Nonlinear modeling and SOC estimation of lithium-ion batteries based on block-oriented structures

The accuracy of lithium-ion battery model directly affects the safety and reliability of the battery system. The traditional equivalent circuit model (ECM) cannot reflect the nonlinear characteristics inside the batteries. This paper proposes a nonlinear ECM (NL-ECM) based on block-oriented structures to accurately describe and quantify the characteristics of lithium-ion battery. A few structured configurations of the NL-ECM are established by combining dynamic linear and static nonlinear modules. The NL-ECM based on the Hammerstein-CARMA configuration is taken as the research object, and the multi-strategy improved coyote optimization algorithm is used to identify its parameters. Experimental tests and simulation verification are carried out at different temperatures.
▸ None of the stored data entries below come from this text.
PR #2607, opened 2020-05-28
 gltfio: Add support for "software instancing".

### LINKED ISSUE #1513: How to render a renderable in different positions of one scene at a time
In our practical use, we need to render a renderable several times on one scene with different transforms at the same time. For now, we have tried to load a glb file for multiple times so that we have several filamentAssets at the same time. But it turns out to be a burden on the memory if the glb file has many textures, since each filament asset will load its own buffer and textures.
We wish to have an easy way to render a renderable more than once on one scene at a time, or to copy filamentAssets without load glb for multiple times. Is there a possible solution to this?

prideout:
This adds createInstancedAsset() to AssetLoader, which creates a master asset and a set of slave instances. Vertex buffers, index buffers, textures, and material instances are shared. Entities and components are duplicated.

Instances have their own API object that exposes a subset of the master asset's entity hierarchy and an optional Animator object.

This also adds a new sample app called `gltf_instances`.  It is similar to `gltf_viewer` but with no GUI.  It has additional command line arguments for a number of instances and animation.

Java and JavaScript bindings will be added in a subsequent PR.

Fixes #1513

curl 10 41 40 AM

### DIFF
--- a/libs/gltfio/include/gltfio/Animator.h
+++ b/libs/gltfio/include/gltfio/Animator.h
@@ -18,10 +18,14 @@
 #define GLTFIO_ANIMATOR_H
 
 #include <gltfio/FilamentAsset.h>
+#include <gltfio/FilamentInstance.h>
 
 namespace gltfio {
 
-namespace details { struct FFilamentAsset; }
+namespace details {
+    struct FFilamentAsset;
+    struct FFilamentInstance;
+}
 
 struct AnimatorImpl;
 
@@ -71,9 +75,11 @@ private:
 
     /*! \cond PRIVATE */
     friend struct details::FFilamentAsset;
+    friend struct details::FFilamentInstance;
     /*! \endcond */
 
     Animator(FilamentAsset* asset);
+    Animator(FilamentInstance* instance);
     ~Animator();
     AnimatorImpl* mImpl;
 };
--- a/libs/gltfio/include/gltfio/Animator.h
+++ b/libs/gltfio/include/gltfio/Animator.h
@@ -78,8 +78,7 @@ private:
     friend struct details::FFilamentInstance;
     /*! \endcond */
 
-    Animator(FilamentAsset* asset);
-    Animator(FilamentInstance* instance);
+    Animator(details::FFilamentAsset* asset, details::FFilamentInstance* instance);
     ~Animator();
     AnimatorImpl* mImpl;
 };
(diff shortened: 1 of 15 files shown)


libs/gltfio/include/gltfio/Animator.h
```diff
@@ -18,10 +18,14 @@
 #define GLTFIO_ANIMATOR_H
 
 #include <gltfio/FilamentAsset.h>
+#include <gltfio/FilamentInstance.h>
 
 namespace gltfio {
 
-namespace details { struct FFilamentAsset; }
+namespace details {
```
pixelflinger, line 25: in another PR, maybe we should get rid of details:: in gltfio too?

prideout: Yes I would definitely like to do that.

davidwarford:
Hay just a question about this part of the API. this seems to require you know how many instances you are going to need upfront. What is the intended method to add new instances at run time? I don't want to keep loading the asset every time I need to draw a new copy of my model.

prideout:
You can use the new `AssetLoader::createInstance()` method to dynamically add instances, but it has a few limitations.  Firstly, you still need to load the asset using `createInstancedAsset` (you can set numInstances to 1).  Secondly, the newly added instances do not support animation yet -- that's TBD.

davidwarford:
This is not exposed in the web api yet, any idea on when it could be?

prideout:
It is exposed in the web API although I haven't had a chance to test it on that platform:

https://github.com/google/filament/blob/main/web/filament-js/jsbindings.cpp#L1787
https://github.com/google/filament/blob/main/web/filament-js/filament.d.ts#L568

davidwarford:
oh, I'm sorry must have been added after I pulled or something, will have to pull again. Thank you!

davidwarford:
@prideout after pulling and some confusion, I noticed that yes the function is in the definition file and in the jsbindings file it does not exist in the filament.js file. Should this be elevated to an issue?

prideout:
`filament.js` is the glue layer between `filament.wasm` and the client application, it does not contain entry points unless they require specialized glue code (e.g. Scene's `addEntity` method isn't in there either).

However I can easily believe that there is an issue with the web bindings for this entry point since I have not yet tested.  Feel free to file an issue if you see an error message in Chrome's developer console when calling this method.

PR #2611, opened 2020-05-29
Prep work for proper color grading

romainguy:


filament/src/Renderer.cpp
```diff
@@ -307,15 +307,14 @@ void FRenderer::renderJob(ArenaScope& arena, FView& view) {
             .hasContactShadows = scene.hasContactShadows()
     };
 
-    const ToneMappingConfig toneMappingConfig{
-            .toneMappingAsSubpass =
-                    toneMapping &&
+    const ColorGradingConfig colorGradingConfig{
+            .asSubpass =
```
pixelflinger, line 311: This needs to be `false` if post processing is disabled, because in that case, color-grading is also disabled. We don't want to take the subpass path during the color pass.
I think it would be better to keep the `tonemapping` boolean (renamed) in this function.

filament/src/Renderer.cpp
```diff
@@ -396,25 +398,25 @@ void FRenderer::renderJob(ArenaScope& arena, FView& view) {
...
-                        scale, bloomOptions,
-                        toneMappingConfig.dithering);
+        if (colorGrading) {
+            if (!colorGradingConfig.asSubpass) {
+                input = ppm.colorGrading(fg, input,
+                                         colorGradingConfig.ldrFormat,
+                                         colorGradingConfig.translucent,
+                                         colorGradingConfig.fxaa,
+                                         scale, bloomOptions,
+                                         colorGradingConfig.dithering);
```
pixelflinger: continuation should be 8 spaces

filament/src/Renderer.cpp
```diff
@@ -558,10 +560,10 @@ FrameGraphId<FrameGraphTexture> FRenderer::refractionPass(FrameGraph& fg,
         config.refractionLodOffset = refractionLodOffset;
         config.clearFlags = TargetBufferFlags::NONE;
         output = colorPass(fg, "Color Pass (transparent)",
-                desc, config, toneMappingConfig, translucentPass, view);
+                           desc, config, colorGradingConfig, translucentPass, view);
```
pixelflinger, line 565: continuation 8 spaces

PR #2612, opened 2020-05-29
gltfio: Use JobSystem to compute tangents and AABB's.

prideout:
On a Pixel 3a, this reduces load time for Bistro from ~6.5 seconds to ~2.5 seconds, where "load
time" is the time between app launch and the first mesh being rendered.

After these optimizations, we still see some low CPU utilization during the load, which appears
to be due to AssetManager usage on the Java side. It might be possible to optimize this too.

Note that AABB computation is optional since glTF has built-in min/max values, but we currently
enable it by default for robustness. In a future PR I would like to change this from opt-out to
opt-in.


prideout:
(using glb instead of gltf would make this faster too)

PR #2613, opened 2020-05-30
Introduce ColorGrading API

romainguy:
A ColorGrading object will eventually be settable on a View to
choose the tone mapping and other color transformations.

There is currently only a single default ColorGrading instance
used by all views.

### DIFF
--- a/filament/src/ColorGrading.cpp
+++ b/filament/src/ColorGrading.cpp
@@ -62,7 +62,9 @@ ColorGrading* ColorGrading::Builder::build(Engine& engine) {
     return upcast(engine).createColorGrading(*this);
 }
 
-std::function<float3(float3)> selectToneMapping(ColorGrading::ToneMapping toneMapping) {
+using ToneMapper = float3(*)(float3);
+
+ToneMapper selectToneMapping(ColorGrading::ToneMapping toneMapping) {
     switch(toneMapping) {
         case ColorGrading::ToneMapping::LINEAR:
             return tonemap::Linear;
@@ -87,7 +89,7 @@ FColorGrading::FColorGrading(FEngine& engine, const Builder& builder) {
     constexpr size_t elementSize = sizeof(half4);
     void* const data = malloc(lutElementCount * elementSize);
 
-    auto toneMapper = selectToneMapping(builder->mToneMapping);
+    ToneMapper toneMapper = selectToneMapping(builder->mToneMapping);
 
     //auto now = std::chrono::steady_clock::now();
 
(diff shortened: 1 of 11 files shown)


filament/src/ColorGrading.cpp
```diff
@@ -37,7 +41,44 @@ using namespace backend;
...
+ColorGrading::Builder& ColorGrading::Builder::toneMapping(ToneMapping toneMapping) noexcept {
+    mImpl->mToneMapping = toneMapping;
+    return *this;
+}
+
+ColorGrading* ColorGrading::Builder::build(Engine& engine) {
+    return upcast(engine).createColorGrading(*this);
+}
+
+std::function<float3(float3)> selectToneMapping(ColorGrading::ToneMapping toneMapping) {
```
pixelflinger, line 65: It could be slightly more efficient if we just used a pointer-to-member, I think std::function<> is pretty big and has to do some type erasing, which  in this case is not needed, since we know the type.
You could just have a `using TonemapperFunc = float3(ColorGRading::*)(float3);`

filament/src/ColorGrading.cpp
```diff
@@ -54,8 +97,8 @@ Tonemapper::Tonemapper(FEngine& engine) {
     JobSystem& js = engine.getJobSystem();
     auto slices = js.createJob();
     for (size_t b = 0; b < LUT_DIMENSION; b++) {
-        auto job = js.createJob(slices,[data, b](JobSystem&, JobSystem::Job*) {
-            half4* UTILS_RESTRICT p = (half4*)data + b * LUT_DIMENSION * LUT_DIMENSION;
+        auto job = js.createJob(slices, [&, data, b](JobSystem&, JobSystem::Job*) {
```
pixelflinger, line 100: I prefer we list exactly what we need to capture. If you switch to a pointer-to-member it might be possible to capture `tonemapper` by value, which would be better.

filament/src/PostProcessManager.cpp
```diff
@@ -979,7 +975,7 @@ void PostProcessManager::colorGradingSubpass(DriverApi& driver,
     Handle<HwRenderPrimitive> const& fullScreenRenderPrimitive = engine.getFullScreenRenderPrimitive();
 
     FMaterialInstance* mi = mColorGradingAsSubpass.getMaterialInstance();
-    mi->setParameter("lut", mTonemapper->getHwHandle(), {
+    mi->setParameter("lut", mEngine.getDefaultColorGrading()->getHwHandle(), {
```
pixelflinger, line 978: This will come from the View eventually, right?

filament/src/ColorGrading.cpp
romainguy: Yeah I was hoping for some kind of small std::function optimization. But I can use a raw function pointer.

filament/src/ColorGrading.cpp
romainguy: We go over with an std::function, we should be good with the pointer. Eventually I will need to pass more data so all the inputs will be inside an intermediate struct anyway.

filament/src/PostProcessManager.cpp
romainguy: That's correct, this is temporary. We will still use this default color grading by default on Views though.

PR #2615, opened 2020-05-30
Add per-view color grading LUT

romainguy:
Each View can now have its own `ColorGrading` object, which defines various color transforms.
These transforms currently include:
- Tone mapping (linear, Reinhard, ACES, Filmic and display range for debugging)
- White balance (temperature/tint offsets)

Here is an example of a scene rendered using ACES:
Screen Shot 2020-05-30 at 11 20 42 PM

And the same scene using ACES and a custom white balance to emphasize the sunset in the IBL:
Screen Shot 2020-05-30 at 11 20 38 PM

### DIFF
--- a/filament/include/filament/ColorGrading.h
+++ b/filament/include/filament/ColorGrading.h
@@ -35,7 +35,7 @@ class UTILS_PUBLIC ColorGrading : public FilamentAPI {
 public:
     enum class ToneMapping : uint8_t {
         LINEAR        = 0,     //!< Linear tone mapping (i.e. no tone mapping)
-        ACES          = 1,     //!< ACES tone mapping (ODT+RRT in )
+        ACES          = 1,     //!< ACES tone mapping, with a brightness modifier
         FILMIC        = 2,     //!< Filmic tone mapping, modelled after ACES but applied in sRGB space
         REINHARD      = 3,     //!< Reinhard luma-based tone mapping
         DISPLAY_RANGE = 4,     //!< Debug tone mapping to validate scene exposure
@@ -52,6 +52,9 @@ public:
         Builder& operator=(Builder&& rhs) noexcept;
 
         Builder& toneMapping(ToneMapping toneMapping) noexcept;
+
+        // TODO: document: temperature from -1 to +1, tint from -1 to +1; clipped otherwise
+        Builder& whiteBalance(float temperature, float tint) noexcept;
 
         ColorGrading* build(Engine& engine);
 
--- a/filament/src/ColorGrading.cpp
+++ b/filament/src/ColorGrading.cpp
@@ -18,6 +18,7 @@
 
 #include "details/Engine.h"
 
+#include "ColorSpace.h"
 #include "FilamentAPI-impl.h"
 
 #include <math/vec2.h>
@@ -44,6 +45,10 @@ using namespace math;
 using namespace backend;
 
 static constexpr size_t LUT_DIMENSION = 32u;
+
+//------------------------------------------------------------------------------
+// Builder
+//------------------------------------------------------------------------------
 
 struct ColorGrading::BuilderDetails {
     ToneMapping toneMapping = ToneMapping::ACES;
@@ -75,6 +80,10 @@ ColorGrading* ColorGrading::Builder::build(Engine& engine) {
     return upcast(engine).createColorGrading(*this);
 }
 
+//------------------------------------------------------------------------------
+// Tone mapping
+//------------------------------------------------------------------------------
+
 using ToneMapper = float3(*)(float3);
 
 ToneMapper selectToneMapping(ColorGrading::ToneMapping toneMapping) {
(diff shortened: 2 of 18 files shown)


filament/include/filament/ColorGrading.h
```diff
@@ -53,6 +53,9 @@ class UTILS_PUBLIC ColorGrading : public FilamentAPI {
 
         Builder& toneMapping(ToneMapping toneMapping) noexcept;
 
+        // TODO: document: temperature from -1 to +1, tint from -1 to +1; clipped otherwise
```
pixelflinger, line 56: Shouldn't this be a value in K? or is there a way to go from either a value in K or from a standard white point (e.g. D65) to this -1/+1 value?

filament/src/ColorGrading.cpp
```diff
@@ -89,13 +102,13 @@ FColorGrading::FColorGrading(FEngine& engine, const Builder& builder) {
...
 
-    ToneMapper toneMapper = selectToneMapping(builder->mToneMapping);
+    ToneMapper toneMapper = selectToneMapping(builder->toneMapping);
 
     //auto now = std::chrono::steady_clock::now();
 
     // Multithreadedly generate the tone mapping 3D look-up table using 32 jobs
     // Slices are 8 KiB (128 cache lines) apart.
-    // This takes about 3-6ms on Android in Release mode
+    // This takes about 3-6ms on Android in Release mode on Pixel 4
```
pixelflinger, line 111: Actually this was 3ms on Pixel4 and 6ms on MotoG7, that's why I didn't specify Pixel4.

filament/src/ColorGrading.cpp
```diff
@@ -104,20 +117,24 @@ FColorGrading::FColorGrading(FEngine& engine, const Builder& builder) {
...
+
                     *p++ = half4{ v, 0 };
                 }
             }
         });
         js.run(job);
     }
+
+    // TODO: Should we do a runAndRetain() and defer the wait() + texture creation until
+    //       getHwHandle() is invoked?
```
pixelflinger, line 137: That's an interesting idea, but we've never really used the JobSystem in that way.
Also if we did this we'd have to handle the case of multiple calls in a row. 
As long as we're talking < 10ms I wouldn't go there.

filament/src/PostProcessManager.cpp
```diff
@@ -1027,17 +1028,17 @@ FrameGraphId<FrameGraphTexture> PostProcessManager::colorGrading(FrameGraph& fg,
         }
     }
 
-    auto& ppColorGrading = fg.addPass<PostProcessColorGrading>("colorGrading",
+    auto& ppColorGrading = fg.addPass<PostProcessColorGrading>("colorGradingOptions",
```
pixelflinger, line 1031: That's a strange name for a pass?

filament/src/details/View.h
```diff
@@ -205,6 +206,14 @@ class FView : public View {
         return mToneMapping;
     }
 
+    void setColorGrading(FColorGrading* colorGrading) noexcept {
+        mColorGrading = colorGrading;
```
pixelflinger, line 210: should we make it that if passing `nullptr` this reverts to the default one?

filament/include/filament/ColorGrading.h
romainguy: White balance can be applied in different way. It's common to treat color/white balance as an adjustment between -100 and +100, both for the temperature and the tint. Basically think of it as an offset from D65 both horizontally (temperature) and vertically (tint).

filament/src/ColorGrading.cpp
romainguy: Will remove then.

filament/src/ColorGrading.cpp
romainguy: Yeah that's why I just left it as a TODO. Handling multiple calls in a row wouldn't be difficult I think but it does complicate things a bit.

filament/src/PostProcessManager.cpp
romainguy: Argh automatic refactoring that was a bit too eager. Will fix.

filament/src/details/View.h
romainguy: Yes, good catch.

filament/include/filament/ColorGrading.h
pixelflinger: I imagine this depends from the color temperature of the screen.  I'm wondering if we shouldn't/couldn't use this to correct for screens that are too blue "because it looks better".

Shouldn't we have a utility then, that we could give it the assumed white-point (e.g. D65) and the desired one, and it would return the proper value for this function?

What does -100 or +100 mean? do they correspond to a known temperature? I think we should have more comments about what the parameters are and how to use them.

romainguy: Yeah I still need to write the documentation (and Java bindings). Remember the main use case for color grading is artistic control. This I not to fix broken displays (because you'd need to know what the display's true white point is as well). As for setting the temperature directly (like you'd do in Lightroom) it works only if you know the white point of the original image which you do get from a camera, but in our case we don't know what it is. We must also not confuse the white point of the color space (always D65 for us) and the white point of the image.

PR #2618, opened 2020-06-01
Add channel mixer and docs to ColorGrading

romainguy:
Example using channel mixer to create a sepia tone effect:

Screen Shot 2020-05-31 at 11 56 06 PM

### DIFF
--- a/filament/src/ColorGrading.cpp
+++ b/filament/src/ColorGrading.cpp
@@ -18,8 +18,14 @@
 
 #include "details/Engine.h"
 
-#include "ColorSpace.h"
 #include "FilamentAPI-impl.h"
+
+#include "ColorSpace.h"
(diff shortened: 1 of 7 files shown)


filament/src/ColorGrading.cpp
```diff
@@ -76,30 +78,16 @@ ColorGrading::Builder& ColorGrading::Builder::whiteBalance(float temperature, fl
     return *this;
 }
 
-ColorGrading* ColorGrading::Builder::build(Engine& engine) {
-    return upcast(engine).createColorGrading(*this);
+ColorGrading::Builder& ColorGrading::Builder::channelMixer(
```
pixelflinger, line 81: This is basically a 3x3, so it's basically a colorspace transform :-)

romainguy: Pretty much :)

PR #2622, opened 2020-06-02
gltfio: Add get-by-name and get-by-prefix methods.

prideout:
Java bindings will be added in a subsequent PR.

Note that this PR also adds Thibaut's trie implementation to third_party.


libs/gltfio/include/gltfio/FilamentAsset.h
```diff
@@ -137,6 +135,35 @@ class FilamentAsset {
...
+     *
+     * @param name Null-terminated string to match.
+     * @param entities Pointer to an array to populate. The array must be at least "count" large.
+     * @param count Maximum number of entities to retrieve.
+     *
+     * @return If entities is non-null, the number of entities written to the entity pointer.
+     * Otherwise this returns the number of entities with the given name.
+     */
+    size_t getEntitiesByName(const char* name, utils::Entity* entities, size_t maxCount) const
+            noexcept;
```
romainguy, line 152: Don't split the line at noexcept, split earlier. Same for the method below.

libs/gltfio/src/FFilamentAsset.h
```diff
@@ -150,46 +126,25 @@ struct FFilamentAsset : public FilamentAsset {
...
+    utils::Entity getFirstEntityByName(const char* name) noexcept;
 
-    utils::Entity getWireframe() noexcept {
-        if (!mWireframe) {
-            mWireframe = new Wireframe(this);
-        }
-        return mWireframe->mEntity;
-    }
+    size_t getEntitiesByName(const char* name, utils::Entity* entities, size_t maxCount) const
+            noexcept;
```
romainguy, line 134: Weird split here (method below too)

libs/gltfio/include/gltfio/FilamentAsset.h
prideout: Fixed.

PR #2628, opened 2020-06-02
Add new async method to ModelViewer.

prideout:
If you now try loading Bistro, the skybox shows up fairly quickly.
This works by moving AssetManager uncompression off the UI thread.

### DIFF
--- a/android/filament-utils-android/src/main/java/com/google/android/filament/utils/ModelViewer.kt
+++ b/android/filament-utils-android/src/main/java/com/google/android/filament/utils/ModelViewer.kt
@@ -16,7 +16,6 @@
 
 package com.google.android.filament.utils
 
-import android.os.AsyncTask
 import android.view.MotionEvent
 import android.view.Surface
 import android.view.SurfaceView
@@ -25,6 +24,7 @@ import com.google.android.filament.*
 import com.google.android.filament.android.DisplayHelper
 import com.google.android.filament.android.UiHelper
 import com.google.android.filament.gltfio.*
+import kotlinx.coroutines.*
 import java.nio.Buffer
 
 private const val kNearPlane = 0.5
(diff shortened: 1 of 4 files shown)


android/filament-utils-android/src/main/java/com/google/android/filament/utils/ModelViewer.kt
```diff
@@ -310,3 +346,5 @@ class ModelViewer(val engine: Engine) : android.view.View.OnTouchListener {
         private val kDefaultObjectPosition = Float3(0.0f, 0.0f, -4.0f)
     }
 }
+
+typealias ResourceTask = AsyncTask<Unit, Unit, Map<String, Buffer>>
```
romainguy, line 350: `AsyncTask` is deprecated and shouldn't be used anymore. You should look into coroutines instead since this is a Kotlin library.

prideout: Done, added an impl dep on kotlinx-coroutines too.

android/filament-utils-android/src/main/java/com/google/android/filament/utils/ModelViewer.kt
```diff
@@ -281,6 +297,25 @@ class ModelViewer(val engine: Engine) : android.view.View.OnTouchListener {
         return true
     }
 
+    private suspend fun fetchResources(callback: (String) -> Buffer) = withContext(Dispatchers.IO) {
```
romainguy, line 300: I don't think you need the `withContext(Dispatchers.IO)` here since you already launched the coroutine in the IO dispatcher.

android/samples/sample-gltf-viewer/src/main/java/com/google/android/filament/gltf/MainActivity.kt
```diff
@@ -80,9 +80,8 @@ class MainActivity : Activity() {
             input.read(bytes)
             ByteBuffer.wrap(bytes)
         }
-        modelViewer.loadModelGltf(buffer) { uri ->
-            readCompressedAsset("models/$uri")
-        }
+
+        modelViewer.loadModelGltfAsync(buffer, { uri -> readCompressedAsset("models/$uri") })
```
romainguy, line 84: You don't necessarily need to use the `Async` suffix since coroutine methods are marked in the IDE.

android/filament-utils-android/src/main/java/com/google/android/filament/utils/ModelViewer.kt
prideout: Nice!  Done.

android/samples/sample-gltf-viewer/src/main/java/com/google/android/filament/gltf/MainActivity.kt
prideout: Well I need to disambiguate it from its Sync counterpart, which I think should still exist for simple use cases.

PR #3554, opened 2021-02-19
Cherry pick some fixes into rc/1.9.13

prideout:
This PR merges a small selection of innocuous commits from main to our current release candidate.  It would be nice to get these into Google3 on Monday.


bejado (approved):
In general I think we want to avoid cherry-picking non-bug fixes into an rc branch, but since these are relatively safe commits I think it's fine.

My recommendation is to "Rebase and merge" these (as opposed to traditional squashing), so it's easy to see which commits were cherry-picked.

pixelflinger (approved):

prideout:
> In general I think we want to avoid cherry-picking non-bug fixes into an rc branch, but since these are relatively safe commits I think it's fine.
> 
> My recommendation is to "Rebase and merge" these (as opposed to traditional squashing), so it's easy to see which commits were cherry-picked.

These are both good points, agreed 100%.  Let's try to avoid these types of cherry-picks in the future.

My excuse for breaking the rule is that I'm currently in the mode of trying to improve parity between the codebases.

I will be sure not to squash.

PR #3560, opened 2021-02-21
Attempt at improving bloom/emissive with glTF files

romainguy:
Without this change, a valid glTF file only supplies values between 0 and 1 for `emissiveFactor` which means emissive surfaces never bloom. I used a somewhat arbitrary EV factor (see comment for reasons) but we could also apply the inverse tonemap operator to `emissiveFactor`.


prideout (approved):
Thanks, good change. This likely affects the look of the default loaded model in gltf_viewer since it has emissive portions (DamagedHelmet).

The results show that the model accuracy of the NL-ECM is more than 70% higher than that of the ECM. Based on this model, the state space and measurement equations are established, and the adaptive extended Kalman filter algorithm is introduced for state of charge (SOC) estimation. The RMSE and MAE of the SOC estimation results are around 0.6% with no initial error in SOC, which are reduced by more than 40% compared with those of the ECM. At the same time, the AEKF algorithm based on the NL-ECM still exhibits good robustness even in the presence of initial errors in SOC.